Total assets at December 31, 2016 were $1.2 billion, an increase of $25.5 million over total assets as of September 30, 2016 and an increase of $357.8 million over total assets as of December 31, 2015. Total loans were $1.0 billion at December 31, 2016 which represents a $38.0 million increase over total loans at September 30, 2016 and a $282.3 million increase over total loans at December 31, 2015. Total deposits at December 31, 2016 were $977.5 million, an increase of $48.1 million over total deposits as of September 30, 2016 and an increase of $305.3 million over total deposits as of December 31, 2015.
Non-performing assets decreased to $22.9 million at December 31, 2016, from $27.5 million at December 31, 2015, which represents a 16.7% improvement.
Net income for the quarters ended December 31, 2016 and 2015 were $3.5 million and $2.9 million, respectively. The increase in net income of $0.6 million between the fourth quarters of 2016 and 2015 was primarily the result of increased loan volumes throughout 2016 and was partially offset by a $1.0 million increase in employee compensation and benefits and a $0.2 million increase in information processing expense resulting from the merger with Fox River Valley Bancorp, Inc. ("Fox River Valley"). Net interest margin increased to 3.45% for the three months ended December 31, 2016, compared to 3.34% for the three months ended December 31, 2015.

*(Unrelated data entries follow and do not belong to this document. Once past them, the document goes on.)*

PR #2275, opened 2023-02-14
CMake: append should be used for `CMAKE_MODULE_PATH`

CraigHutchinson:
### Description of Change(s)
`CMAKE_MODULE_PATH` is a directory list and shall be appended via `list(APPEND`

### Note
No major change but ensures when `CMAKE_MODULE_PATH` has been defined with alternative defaults on the command-line or via use of `CMAKE_PROJECT_TOP_LEVEL_INCLUDES`

PR Note:
- First commit to confirm CLA
- This change is small enough and deemed self-explanatory to not affect tests, I will however look into executing tests as a sanity check soon but do not see this PR being blocked on this?

### DIFF
--- a/CMakeLists.txt
+++ b/CMakeLists.txt
@@ -13,7 +13,7 @@ if (NOT CMAKE_SIZEOF_VOID_P EQUAL 8)
     endif()
 endif()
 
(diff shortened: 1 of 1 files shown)


tallytalwar:
Filed as internal issue #USD-8013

Net income for the year ended December 31, 2016 was $10.7 million compared to $11.0 million for the year ended December 31, 2015. This decrease was the result of increased non-interest expense during 2016, which included $2.6 million in merger-related expenses that were incurred during the year, which had a $1.6 million effect on net income, net of taxes. Net interest income increased 35.5% to $35.6 million for the year ended December 31, 2016 from $26.2 million for the year ended December 31, 2015.
Earnings for the year ended December 31, 2016 were affected by one-time merger-related expenses from the acquisition of Fox River Valley, and its wholly owned subsidiary, The Business Bank, which was completed on May 13, 2016. The non-GAAP information presented below should be read in conjunction with the Company’s balance sheet and statement of operations. After excluding the effects of $2.6 million ($1.6 million net of taxes) of expenses relating to the merger with Fox River Valley, adjusted diluted earnings per share (non-GAAP) for the year ended December 31, 2016 were $1.86, compared to $1.82 for the year ended December 31, 2015.
Year Ended December 31, 2016 |
Diluted Earnings per Share at December 31, 2016 | Year Ended December 31, 2015 |
Diluted Earnings per Share at December 31, 2015 | |||||||||||||
Net income, excluding merger related expenses | $ | 12,313 | $ | 1.86 | $ | 10,974 | $ | 1.82 | ||||||||
Merger related expenses, net of taxes | 1,619 | 0.25 | - | - | ||||||||||||
Net income | $ | 10,694 | $ | 1.61 | $ | 10,974 | $ | 1.82 |
Provision for loan losses for the year ended December 31, 2016 was $3.0 million compared to a credit provision of $1.0 million for the year ended December 31, 2015. The increased provision resulted from increased loan growth in 2016 and a one-time recovery that took place in 2015.